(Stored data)
-*-

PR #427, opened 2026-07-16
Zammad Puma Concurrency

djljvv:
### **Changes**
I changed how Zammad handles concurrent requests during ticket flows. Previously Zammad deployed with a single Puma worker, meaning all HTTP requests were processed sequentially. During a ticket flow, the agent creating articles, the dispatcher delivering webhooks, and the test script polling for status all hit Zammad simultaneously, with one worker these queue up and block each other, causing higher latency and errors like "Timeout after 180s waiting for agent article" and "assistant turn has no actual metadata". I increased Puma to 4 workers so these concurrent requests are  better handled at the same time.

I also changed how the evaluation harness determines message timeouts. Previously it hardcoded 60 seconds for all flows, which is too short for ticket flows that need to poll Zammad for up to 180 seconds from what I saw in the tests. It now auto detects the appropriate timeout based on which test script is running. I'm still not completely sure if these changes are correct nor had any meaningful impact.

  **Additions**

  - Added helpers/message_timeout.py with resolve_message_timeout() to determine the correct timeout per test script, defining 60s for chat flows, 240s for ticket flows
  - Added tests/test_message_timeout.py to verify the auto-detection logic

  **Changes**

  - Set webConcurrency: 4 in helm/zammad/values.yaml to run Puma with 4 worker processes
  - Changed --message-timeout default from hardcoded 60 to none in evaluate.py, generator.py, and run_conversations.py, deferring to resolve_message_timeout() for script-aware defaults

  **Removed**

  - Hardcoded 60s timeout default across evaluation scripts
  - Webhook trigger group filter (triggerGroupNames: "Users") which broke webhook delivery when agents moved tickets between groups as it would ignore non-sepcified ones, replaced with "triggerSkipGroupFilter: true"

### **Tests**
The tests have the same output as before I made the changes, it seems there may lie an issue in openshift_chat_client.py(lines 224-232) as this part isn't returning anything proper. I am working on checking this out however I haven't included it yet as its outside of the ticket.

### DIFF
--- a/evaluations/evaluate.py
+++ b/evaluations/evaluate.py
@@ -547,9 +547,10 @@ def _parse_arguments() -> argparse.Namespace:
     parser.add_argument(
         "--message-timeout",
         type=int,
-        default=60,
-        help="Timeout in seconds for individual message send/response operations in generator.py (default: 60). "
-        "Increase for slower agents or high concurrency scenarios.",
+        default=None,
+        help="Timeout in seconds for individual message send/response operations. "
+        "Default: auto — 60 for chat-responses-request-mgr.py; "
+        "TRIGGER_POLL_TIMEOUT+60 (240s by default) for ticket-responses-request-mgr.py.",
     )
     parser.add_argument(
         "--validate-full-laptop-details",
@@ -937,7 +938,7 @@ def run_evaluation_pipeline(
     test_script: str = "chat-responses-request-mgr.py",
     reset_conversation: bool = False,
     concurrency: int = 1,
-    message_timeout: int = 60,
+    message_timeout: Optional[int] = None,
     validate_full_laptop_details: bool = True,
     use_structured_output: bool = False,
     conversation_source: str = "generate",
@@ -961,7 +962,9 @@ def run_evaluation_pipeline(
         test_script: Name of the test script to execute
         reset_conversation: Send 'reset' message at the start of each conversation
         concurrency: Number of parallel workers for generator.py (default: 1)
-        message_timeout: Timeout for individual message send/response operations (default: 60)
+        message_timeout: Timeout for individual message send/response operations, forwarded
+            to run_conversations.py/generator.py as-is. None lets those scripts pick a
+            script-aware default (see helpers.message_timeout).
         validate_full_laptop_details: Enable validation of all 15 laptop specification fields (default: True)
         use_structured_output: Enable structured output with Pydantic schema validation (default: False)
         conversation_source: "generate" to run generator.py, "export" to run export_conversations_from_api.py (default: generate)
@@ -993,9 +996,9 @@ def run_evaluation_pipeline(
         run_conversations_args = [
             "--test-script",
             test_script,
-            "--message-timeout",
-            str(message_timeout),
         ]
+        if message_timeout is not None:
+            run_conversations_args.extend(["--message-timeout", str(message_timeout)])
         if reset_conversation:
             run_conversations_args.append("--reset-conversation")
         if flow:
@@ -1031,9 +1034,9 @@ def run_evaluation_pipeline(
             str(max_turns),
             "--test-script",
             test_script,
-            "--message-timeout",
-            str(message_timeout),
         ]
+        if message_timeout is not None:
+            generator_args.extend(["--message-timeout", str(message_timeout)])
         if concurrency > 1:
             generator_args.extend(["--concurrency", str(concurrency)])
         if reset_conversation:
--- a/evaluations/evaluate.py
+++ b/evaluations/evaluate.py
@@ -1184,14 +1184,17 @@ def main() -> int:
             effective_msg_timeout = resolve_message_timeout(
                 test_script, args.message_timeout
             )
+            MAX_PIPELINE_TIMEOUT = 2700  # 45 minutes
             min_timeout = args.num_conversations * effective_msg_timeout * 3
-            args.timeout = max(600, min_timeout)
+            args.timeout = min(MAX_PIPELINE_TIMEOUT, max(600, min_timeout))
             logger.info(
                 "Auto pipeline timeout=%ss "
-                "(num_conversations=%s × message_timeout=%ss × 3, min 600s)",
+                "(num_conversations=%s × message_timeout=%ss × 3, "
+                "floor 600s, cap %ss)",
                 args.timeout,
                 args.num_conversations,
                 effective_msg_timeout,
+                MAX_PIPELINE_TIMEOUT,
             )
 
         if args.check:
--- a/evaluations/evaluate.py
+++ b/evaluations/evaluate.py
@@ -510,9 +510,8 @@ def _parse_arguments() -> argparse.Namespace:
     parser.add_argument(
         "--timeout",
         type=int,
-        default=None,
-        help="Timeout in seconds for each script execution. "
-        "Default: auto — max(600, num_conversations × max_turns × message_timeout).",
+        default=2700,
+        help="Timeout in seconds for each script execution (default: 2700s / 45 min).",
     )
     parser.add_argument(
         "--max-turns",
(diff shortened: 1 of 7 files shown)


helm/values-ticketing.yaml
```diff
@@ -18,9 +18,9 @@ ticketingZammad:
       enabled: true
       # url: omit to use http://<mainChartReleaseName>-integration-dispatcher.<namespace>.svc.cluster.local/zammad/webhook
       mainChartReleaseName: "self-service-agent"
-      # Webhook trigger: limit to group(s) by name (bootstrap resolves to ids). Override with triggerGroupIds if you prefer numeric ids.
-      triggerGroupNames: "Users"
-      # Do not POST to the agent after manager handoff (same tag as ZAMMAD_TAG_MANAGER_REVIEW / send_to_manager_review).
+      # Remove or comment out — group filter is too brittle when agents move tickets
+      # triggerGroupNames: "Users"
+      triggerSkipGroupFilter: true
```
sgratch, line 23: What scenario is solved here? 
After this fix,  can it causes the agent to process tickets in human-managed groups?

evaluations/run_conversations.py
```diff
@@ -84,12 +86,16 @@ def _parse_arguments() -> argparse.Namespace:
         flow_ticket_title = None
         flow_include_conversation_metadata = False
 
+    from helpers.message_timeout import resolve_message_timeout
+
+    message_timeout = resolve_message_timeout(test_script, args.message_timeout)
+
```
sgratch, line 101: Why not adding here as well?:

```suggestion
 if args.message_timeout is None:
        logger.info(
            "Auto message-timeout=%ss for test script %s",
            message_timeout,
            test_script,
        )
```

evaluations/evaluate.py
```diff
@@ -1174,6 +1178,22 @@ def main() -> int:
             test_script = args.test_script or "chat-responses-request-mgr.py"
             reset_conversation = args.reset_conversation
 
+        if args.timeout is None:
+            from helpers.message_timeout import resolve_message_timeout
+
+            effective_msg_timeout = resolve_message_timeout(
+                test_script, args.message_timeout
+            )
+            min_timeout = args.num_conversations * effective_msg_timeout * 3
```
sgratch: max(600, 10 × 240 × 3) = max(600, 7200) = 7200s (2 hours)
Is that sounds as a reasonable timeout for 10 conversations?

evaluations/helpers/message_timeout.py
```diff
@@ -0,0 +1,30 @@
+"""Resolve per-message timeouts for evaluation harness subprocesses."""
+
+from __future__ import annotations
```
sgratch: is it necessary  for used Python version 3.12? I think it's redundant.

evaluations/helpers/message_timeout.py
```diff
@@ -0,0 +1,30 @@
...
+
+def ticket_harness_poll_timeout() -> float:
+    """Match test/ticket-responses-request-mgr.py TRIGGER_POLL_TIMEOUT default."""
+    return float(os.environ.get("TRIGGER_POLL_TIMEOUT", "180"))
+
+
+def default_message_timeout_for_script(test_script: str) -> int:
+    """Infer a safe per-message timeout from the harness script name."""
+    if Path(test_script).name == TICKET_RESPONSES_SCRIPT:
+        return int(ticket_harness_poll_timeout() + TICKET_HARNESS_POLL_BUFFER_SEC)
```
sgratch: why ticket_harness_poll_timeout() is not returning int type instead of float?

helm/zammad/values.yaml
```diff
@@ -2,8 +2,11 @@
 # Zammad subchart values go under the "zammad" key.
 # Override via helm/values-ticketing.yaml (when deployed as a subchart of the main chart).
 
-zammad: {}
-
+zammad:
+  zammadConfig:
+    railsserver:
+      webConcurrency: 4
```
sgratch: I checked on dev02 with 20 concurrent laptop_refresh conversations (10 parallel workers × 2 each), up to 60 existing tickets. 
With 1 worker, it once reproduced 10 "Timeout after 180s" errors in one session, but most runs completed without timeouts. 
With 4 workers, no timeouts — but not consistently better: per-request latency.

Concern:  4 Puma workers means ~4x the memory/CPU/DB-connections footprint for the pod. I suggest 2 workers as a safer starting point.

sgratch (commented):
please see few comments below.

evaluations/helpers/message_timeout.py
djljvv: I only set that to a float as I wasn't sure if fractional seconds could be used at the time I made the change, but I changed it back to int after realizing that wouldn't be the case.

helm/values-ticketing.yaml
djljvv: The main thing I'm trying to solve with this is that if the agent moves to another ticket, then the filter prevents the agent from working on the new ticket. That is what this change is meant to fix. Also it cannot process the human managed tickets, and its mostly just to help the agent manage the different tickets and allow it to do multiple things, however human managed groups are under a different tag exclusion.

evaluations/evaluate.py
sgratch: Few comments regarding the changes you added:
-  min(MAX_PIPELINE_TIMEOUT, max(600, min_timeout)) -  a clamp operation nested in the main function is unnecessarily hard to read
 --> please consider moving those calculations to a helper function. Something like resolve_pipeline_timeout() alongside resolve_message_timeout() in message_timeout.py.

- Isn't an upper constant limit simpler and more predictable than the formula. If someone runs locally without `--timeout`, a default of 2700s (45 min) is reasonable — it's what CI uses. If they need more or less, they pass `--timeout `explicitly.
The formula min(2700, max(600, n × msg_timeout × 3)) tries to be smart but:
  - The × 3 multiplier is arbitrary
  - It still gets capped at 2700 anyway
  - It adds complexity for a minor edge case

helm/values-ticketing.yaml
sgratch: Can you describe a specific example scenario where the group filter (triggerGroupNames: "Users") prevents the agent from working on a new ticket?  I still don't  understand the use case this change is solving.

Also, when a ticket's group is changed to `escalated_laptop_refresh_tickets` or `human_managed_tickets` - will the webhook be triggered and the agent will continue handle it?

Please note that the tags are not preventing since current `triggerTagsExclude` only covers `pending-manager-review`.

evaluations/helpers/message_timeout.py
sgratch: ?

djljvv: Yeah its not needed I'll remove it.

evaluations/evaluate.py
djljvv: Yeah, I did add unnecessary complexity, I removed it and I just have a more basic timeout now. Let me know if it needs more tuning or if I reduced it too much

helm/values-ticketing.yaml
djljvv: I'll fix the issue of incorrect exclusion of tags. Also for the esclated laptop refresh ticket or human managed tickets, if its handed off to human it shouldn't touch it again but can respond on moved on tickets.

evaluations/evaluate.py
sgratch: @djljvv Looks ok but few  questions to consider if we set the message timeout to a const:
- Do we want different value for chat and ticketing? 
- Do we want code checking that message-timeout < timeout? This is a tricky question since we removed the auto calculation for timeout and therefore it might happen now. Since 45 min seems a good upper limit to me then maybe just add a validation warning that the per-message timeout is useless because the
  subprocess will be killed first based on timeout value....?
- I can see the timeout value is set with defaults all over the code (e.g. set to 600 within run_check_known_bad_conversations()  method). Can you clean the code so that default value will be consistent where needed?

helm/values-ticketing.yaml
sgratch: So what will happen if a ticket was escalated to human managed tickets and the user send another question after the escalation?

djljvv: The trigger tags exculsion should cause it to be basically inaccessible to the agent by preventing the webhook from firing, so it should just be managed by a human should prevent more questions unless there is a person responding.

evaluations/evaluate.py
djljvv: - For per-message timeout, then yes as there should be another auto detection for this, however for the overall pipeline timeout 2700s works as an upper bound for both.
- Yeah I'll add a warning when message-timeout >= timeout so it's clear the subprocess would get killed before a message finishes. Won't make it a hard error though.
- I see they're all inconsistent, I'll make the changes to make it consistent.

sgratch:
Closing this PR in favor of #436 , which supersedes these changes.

-*-

→ **What is required**: The string "detection" appears on how many lines of the records? State the number alone.

→ **Completed task**: 2